# WHAT ABOUT PIE? !!!



## Performancemini (Aug 30, 2013)

Pie-yummmmmmmmmmmmm! What's your favorite? And do you have a recipe for something especially scrumptious you love?

Favorite? Oohhh! Can't decide-french apple with the strusel crumb on top, cherry, pumpkin (if I could eat-darn IBS).

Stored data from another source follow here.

PR #206, opened 2024-03-06
Bump client-sdk to 0.8.1

kostko:
This also adds RPC endpoint migrations and improvements to support for different denominations.


cmd/account/transfer.go
```diff
@@ -17,15 +17,23 @@ import (
 )
 
 var transferCmd = &cobra.Command{
-	Use:     "transfer <amount> <to>",
+	Use:     "transfer <amount> [<denom>] <to>",
```
matevz, line 20: Interesting usage. I was thinking of introducing a slightly different flow for setting the validator's commission fee without the space character (e.g. `--bounds 329000/2%/4%`). A separate denominator argument makes sense here though. :+1:

matevz (changes requested):
Please also update the following files to reflect the new .io domain:
- examples/account/config/cli.toml
- examples/addressbook/config/cli.toml
- examples/network-set-rpc/01-set-rpc.in
- examples/network-set-rpc/config/cli.toml
- examples/network/add-tcpip.in.static
- examples/network/config/cli.toml
- examples/paratime-remove/config/cli.toml
- examples/wallet/config/cli.toml

kostko:
> Please also update the following files to reflect the new .io domain:

But then it won't test the migrations?

kostko:
Done, please take another look.

config/config.go
```diff
@@ -192,19 +192,54 @@ func (cfg *Config) migrateNetworks() bool {
...
+		for ptName, pt := range net.ParaTimes.All {
+			ptCfg, knownPt := defaultCfg.ParaTimes.All[ptName]
+			if !knownPt {
+				continue
+			}
+			if pt.ConsensusDenomination == ptCfg.ConsensusDenomination {
+				continue
+			}
+
+			pt.ConsensusDenomination = ptCfg.ConsensusDenomination
```
matevz, line 230: In the migrated config file I notcied the consensus denomination is set to `_`:

```ini
[networks.mainnet.denomination]
decimals = 9
symbol = 'ROSE'

[networks.mainnet.paratimes.sapphire]
consensus_denomination = '_'
```

Is this expected?

matevz (approved):
I tested the new denomination-specific operations and they work fine. However, I would suggest the following additions (can be in another PR):
- `oasis paratime list` should have another column `DENOMINATION(S)` containing comma-separated currencies, number of decimals and the default one marked with `(*)`. For example `EUROe[18] (*), TEST[18]`
- new subcommand `oasis paratime denom` with
  - `add <network> <paratime> <denomination> <number_of_decimals>`
  - `remove <network> <paratime> <denomination>`
  - in the future, other ERC-20 related operations will also be covered by the `denom` subcommand
- the list of registered denominations. This should probably go inside the `oasis paratime show <paratime>`

config/config.go
kostko: Yeah this is because the native denomination is represented by an empty string which is not handled correctly during config loading.

There should also be a section under paratime denominations named `_` representing the native denomination of the paratime.

PR #212, opened 2024-03-20
feat(cmd/network/governance): Improve governance proposal display

kostko:


cmd/network/governance/show.go
```diff
@@ -308,23 +308,34 @@ var (
 				cobra.CheckErr(fmt.Errorf("unexpected proposal state: %v", proposal.State))
 			}
 
+			fmt.Println()
+
+			// Display the proposal content.
+
+			fmt.Println("=== PROPOSAL CONTENT ===")
+			proposal.Content.PrettyPrint(ctx, "", os.Stdout)
```
matevz, line 316: I'm getting a bunch of parameters listed, but only one was actually changed. Perhaps you could fix the PrettyPrint as well to show only the relevant changes and hide the untouched parameters?

```
Change Parameters:
  Module: staking
  Changes: 
    - Parameter: min_delegation
      Value: <nil>
    - Parameter: reward_schedule
      Value: [map[scale:[1 27] until:90000]]
    - Parameter: min_transact_balance
      Value: <nil>
    - Parameter: fee_split_weight_vote
      Value: <nil>
    - Parameter: fee_split_weight_propose
      Value: <nil>
    - Parameter: reward_factor_epoch_signed
      Value: <nil>
    - Parameter: reward_factor_block_proposed
      Value: <nil>
    - Parameter: min_transfer
      Value: <nil>
    - Parameter: min_commission_rate
      Value: <nil>
    - Parameter: fee_split_weight_next_propose
      Value: <nil>
```

matevz (approved):
Don't forget to update 
- examples/network-governance/show.out.static
- examples/network-governance/show-votes.out.static.

cmd/network/governance/show.go
kostko: Unfortunately that pretty print implementation is in Core.

ptrus: Pretty print was already fixed in oasis-core, will be fixed once there's an oasis-core release with the fix included (and dep in cli is bumped).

I have a number of recipes I want to try. Most are creamy or cream cheese style pies. I like to bake-so I should taste test them on hubby and my son when he's here (I think they will both go for that). I will have to get you the results!


----------



## chandab (Aug 31, 2013)

No recipes, since I don't make pie, but... Love apple, especially the French apple with streusel topping. Chocolate cream pie, French silk pie, lemon cream or lemon merengue. I know its called cheese cake, but is it a type of pie?


----------



## Performancemini (Aug 31, 2013)

Well-let's just call it dessert. But I have a few pie recipe's that call for cream cheese. That's what I meant, actually. One is a double layer pumpkin. The bottom is a cream cheese mixture with a pumpkin mixture on top. Double decker if you will.


----------



## Jill (Aug 31, 2013)

Oh, I love pie's too!

I haven't ever made a real pie other than like a cool whip - cream cheese - no bake cheese cake / low carb (which is really good)... LINK: http://www.miniaturehorsetalk.com/index.php?showtopic=128706

The other day, I made a Bisquick chicken pot pie based on what I read here, and I will absolutely be making that again!


----------



## Performancemini (Sep 8, 2013)

Since you mentioned Cool Whip-here's one everyone's liked that I have served it too. Yogurt Pie. I call it Cool Whip Pie in case anyone is adverse to yogurt; like my husband; who now knows there's yogurt in it and still likes it.

YOGURT PIE

1- 3 oz. package of jello (lime, lemon or peach)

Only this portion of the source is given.